ScreamingEagle said:


> Cute little cartoon Agna....but it doesn't tell the whole story....how about the guy that slaves and saves enough money to start his own business....a guy who hires other guys who need jobs....a guy who works super hard in order to make more money than just a lowly paycheck....that is the real story of America.....we have the liberty and freedom and opportunity to create our own business and bigger profits....which is the total antithesis of marxist liberal socialist communists who target capitalism because they can't stand real Americans who strive for more out of life.....Americans are winners and anti-capitalists are whiny losers...



Yes, yes, we're all familiar with the nice little anecdotal story any anti-socialist enjoys spewing out. It's a shame that you can't rely on somewhat more _statistical_ evidence to support your claims. Some familiarity with political and economic philosophy would also be welcome, as I am neither a "Marxist" nor a "liberal."



raceright said:


> Should the player on the bench get the same pay as the franchise player,should the rodies be paid the same as the rock stars,should Woopies hair dresser be paid the same as Woopie.  Should the chef at the white house be paid the same as the Pres.  and why not..

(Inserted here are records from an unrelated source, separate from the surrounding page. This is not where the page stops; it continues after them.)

PR #294, opened 2023-10-17
Add container chain 2002 to tanssi node chainspec

### LINKED ISSUE #286: Zombienet Warp Sync: template-simple-node does not produce blocks
Hey tanssi team,

I successfully generated the necessary binary files (tanssi, polkadot, container-chain-template-simple-node) for the execution of the following commands from the README.md:

```
# Generates the latest specs for orchestrator and container-chains
npm run build-spec

# Spawns Tanssi and container-chains with zombienet
/path/to/zombienet spawn -p native ./configs/zombieTanssiWarpSync.json
```

Now I go to the polkadot js interface and see all collators and polkadot validators producing blocks, except the `container-chain-template-simple-node` does not. Do you experience the same issue?

Chralt98:
Fixes #286

I couldn't produce blocks on the second container chain instance with parachain id 2002. 

So, I decided to fix that by adding the required information in the build-spec.sh script.

There is a current waiting time of 156 seconds on the local rococo relaychain to let the container chains produce their first blocks!


girazoki:
The reason why 2002 is not registered from the beginning is because we test live registrations in our of tests. If you really need 2002 to work, you can make a PR with a new script that builds the specs, and add it as a new test suite to the moonwall config

Chralt98:
No not required thanks. It was just confusing.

I'd say not. I can think of little utility value provided by entertainers that warrants that they be paid obscenely greater amounts than average workers. But if your claims are intended to further a belief that compensation differentiations according to labor input differentiations do not exist in a socialist economy, that's not the case. 



DiveCon said:


> good points



Not really. As mentioned, they're based on the inaccurate belief that compensation differentiations do not exist in a socialist economy.


----------



## PubliusInfinitum (Apr 4, 2009)

AggravatedProstate said:


> The problem is that you're arguing with individuals who can't be expected to know the first thing about economics, such as Pubicus and AllieBabble.



Without the benefit of having read beyond this first sentence, I find the raw projection from this member that her opposition is ignorant of the subjective science of economics.

Thus I'm lead to believe that I'm about to be treated to a fountain of knowledge born in the factual understanding of the subjective science of economics; from which I may sip to expand my understanding of that subjective science and the FACTS which she PROVES TO BE *TRUTH* from her extensive understanding of same.

Let's examine the balance of the paragraph for those two common elements... that of supposition founded in subjective opinion, hopefully where such is born from a well reasoned, intellectually sound, logically valid argument and science born on analysis which tested the elements of that supposition and the sound scientific conclusions drawn from that empirical evidence... 





			
				AggravatedProstate said:
			
		

> For instance, they derive nothing from my repeated observation that the economic framework of capitalism necessitates a scheme in which the private ownership of the means of production (acquired through a coercive process of "primitive accumulation") and consequent hierarchical subordination of labor under capital enables the extraction of surplus value from the working class in the production process through the use of wage labor and subsequent utilization in the circulation process in order to perpetuate a vicious cycle of capital accumulation.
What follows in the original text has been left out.